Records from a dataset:
PR #547, opened 2026-08-12
init.d: Install tmpfiles config file under more relaxed perms

krnowak:
Contents of this file are not a secret that should not be read by other users/tools.

In Flatcar are doing some postprocessing of tmpfiles config files when building the images and this one file failed to be read because of permission being denied.


stevegrubb:
Thanks.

What the task requires: Copy out the records above exactly.

Solution to this task:
PR #547, opened 2026-08-12
init.d: Install tmpfiles config file under more relaxed perms

krnowak:
Contents of this file are not a secret that should not be read by other users/tools.

In Flatcar are doing some postprocessing of tmpfiles config files when building the images and this one file failed to be read because of permission being denied.


stevegrubb:
Thanks.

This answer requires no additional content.